Eric Hayne has over 20 years senior management experience with Canadian chartered banks and credit unions in Toronto, Calgary, Edmonton and Vancouver. He moved to B.C. after serving five and a half years with the City of Edmonton Assessment Review Board. He is a graduate of the School of Business, University of Alberta and the Banff School of Advanced Management. He was appointed to the Property Assessment Appeal Board in March 2007.
Rod MacDonald has been a practising lawyer since 1971 and now has a practice in Tofino. His areas of practice include general corporate and commercial matters, family law, wills and estates and litigation. Much of his practice related to real estate, including subdivision and land development. Rod was a member of the Assessment Appeal Board (now the Property Assessment Appeal Board) from 1985 to 1995 and was reappointed in 2003.
Bruce Maitland has worked in real estate consulting, appraisals, sales and development in both the public and private sectors since his 1971 graduation from UBC with a Bachelor of Commerce and Business Administration majoring in Urban Land economics. He is a member of the Professional Division, Real Estate Institute of B.C. He is a past Vice President of the International Right of Way Association Chapter 10 and a past member of the Association of Professional Economists of B.C. Bruce was Director of Real Estate Services for the City of Vancouver responsible for land acquisition, sales, leasing, development and economic analysis. He was appointed to the Property Assessment Appeal Board in March 2006.
Wayne Morson started his career as a mortgage manager and appraiser with Canada Permanent Trust Company, then owned and operated his own commercial mortgage brokerage company for a number of years before returning to Canada Trust as branch manager. He has been involved in real estate appraisal, development, and financing throughout his career and formerly chaired the commercial Property Assessment Review Panel in Victoria. Wayne is a public appointee on the Board of the College of Psychologists of British Columbia. He was President of the Victoria Downtown Rotary Club, Chair of the Queen Alexandra Foundation for Children, as well as having memberships, and being on the Boards of many other businesses and non-profit organizations. He was appointed to the Property Assessment Appeal Board in March 2007.
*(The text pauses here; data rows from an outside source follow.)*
Issue #269, opened 2021-04-01
unmarshalling error response invalid character ‘O’ looking for beginning of value


hkusanic:
**Description:**
This looks like Nutanix Terraform provider issue.

I am using following setup:
```
terraform {
    required_version = ">= 0.14"
      
    required_providers {
        nutanix = {
        source  = "nutanix/nutanix"        
        version = "~> 1.2"
        }
    }

    backend "local" {
       
    }
}
```
Error is always in the following form, but happens on different places in the terraform code:
```"unmarshalling error response invalid character ‘O’ looking for beginning of value"```

This issue is occasionally breaking our release pipeline, but oddly enough if you re-run the pipeline it will start to work without any code change in the codebase or in the release pipeline.

Bellow you can find logs from the 3 consecutive runs from the Azure DevOps pipeline (run 1-3) with the Terraform apply task.
Underneath, you can find Terraform files where error was reported

Again, after first two runs that failed, third one worked just fine without any errors. 
Mind you, same code, same artifacts, no changes.

**What I've tried already:**
I used Terraform validate to fix all the warnings in regards to Terraform variable syntax.

I’ve also seen following thread in slack but suggested workarounds didn't work for me.
https://app.slack.com/client/T0252CLM8/search/search-eba41109-7265-4d3e-9f86-5d690868278a/thread/C8E8RABB4-1549301669.049000 [app.slack.com]

**Expected result:**
There are no errors

**Logs:**
[run1.txt](https://github.com/nutanix/terraform-provider-nutanix/files/6241850/run1.txt)
[run2.txt](https://github.com/nutanix/terraform-provider-nutanix/files/6241851/run2.txt)
[run3.txt](https://github.com/nutanix/terraform-provider-nutanix/files/6241852/run3.txt)

**Terraform files:**
[centos001_main.tf.txt](https://github.com/nutanix/terraform-provider-nutanix/files/6241853/centos001_main.tf.txt)
[centos001_win2019_main.tf.txt](https://github.com/nutanix/terraform-provider-nutanix/files/6241854/centos001_win2019_main.tf.txt)
[ubuntu001_main.tf.txt](https://github.com/nutanix/terraform-provider-nutanix/files/6241855/ubuntu001_main.tf.txt)

yannickstruyf3:
Can you run your code in TRACE mode (https://www.terraform.io/docs/internals/debugging.html) and provide these logs? 
[...]

PR #270, opened 2021-04-01
modified unmarshal error to also return response body

yannickstruyf3:
Provides more verbose error message for issue #269


yannickstruyf3:
@gabybeitler @marinsalinas Still to be tested

marinsalinas (approved):
LGTM! Nice catch!

PR #280, opened 2021-05-25
Update karbon documentation for active_passive_config

pmiles:
Update Karbon documentation for active_passive_config setting


gabybeitler (changes requested):
Please remove "(which you should for production)"

PR #309, opened 2021-11-25
Skipping state refresh for ngt credentials while reading nutanix_vm.

siddharth-nutanix:
Behaviour: NGT Credentials were listed in plan as additions even after the operation was performed.

Reason: vms/uuid and vms/ API doesn't return NGT credentials as a part of nutanix guest customization. Due to which we were populating empty credentials in the state which caused the diff.


shreevari (approved):

venkatavivek-ntnx (approved):

venkatavivek-ntnx (approved):

yannickstruyf3 (approved):
LGTM

PR #310, opened 2021-11-25
NGT Creds: Added defensive check to update credentials when it is not passed in configuration

siddharth-nutanix:


nutanix/structure.go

Nerys Poole has practised law since her call to the British Columbia bar in 1989. She worked for BC’s Ministry of Attorney General where she gained extensive experience in constitutional and administrative law. Nerys acted as counsel for the Government before a variety of administrative tribunals, including many hearings before the Expropriation Compensation Board. She has training in the Foundations of Administrative Justice curriculum and has taught courses on decision writing. Nerys also worked on aboriginal treaty negotiations, in the Yukon and in British Columbia. She was appointed to the Property Assessment Appeal Board in March 2006.
Keith T. Pritchard
Keith Pritchard is President of Isle West Appraisals. He holds a B.Sc. degree from the College of Estate Management, University of Reading and is an Accredited Appraiser with the Appraisal Institute of Canada, a Fellow of the Royal Institution of Chartered Surveyors and a Professional Member of the Real Estate Institute of BC. He is a past President of the BC Association of the Appraisal Institute of Canada and is a member of the Board of Examiners for the Institute. Keith has 38 years experience in appraisal of residential, commercial, industrial, forestry and agricultural properties. He has also acted as an expert witness for the Supreme Court of BC and the Superior Court of Washington State. Keith served on the Board from 1991 to 1993 and was re-appointed in 2003.
Simmi K. Sandhu
Simmi Sandhu is a lawyer, called to the BC Bar in 1990. Her areas of practice included administrative law, civil litigation, corporate/commercial law and real estate transactions. In addition, she has extensive experience in quasi-judicial proceedings, having acted as a chair of the Board of Referees for over six years. She also has training and experience in conflict resolution and mediation. Simmi is on the Board of Directors of the British Columbia Council of Administrative Tribunals. She was appointed as a Vice Chair of the Property Assessment Appeal Board in 2001.
Sheldon Mark Seigel
Sheldon Seigel is a Chartered Arbitrator, Chartered Mediator, and a Fellow of the Chartered Institute of Arbitrators, UK . He is a lawyer of more than 20 years standing (B.C. and ONT.) Sheldon has taught administrative law, civil procedure, and alternative dispute resolution at UBC and the University of Victoria, and is a regular lecturer for the British Columbia Council of Administrative Tribunals. He is a graduate of the University of Ottawa Faculty of Law (1983) and Harvard Law School Negotiation Project for Lawyers (Roger Fisher). Currently Sheldon restricts his professional activities to adjudication and Board work. He holds contracts with both the Federal and Provincial governments and sits on several boards and quasi-judicial administrative tribunals. Sheldon has been with the Property Assessment Appeal Board since February 2003.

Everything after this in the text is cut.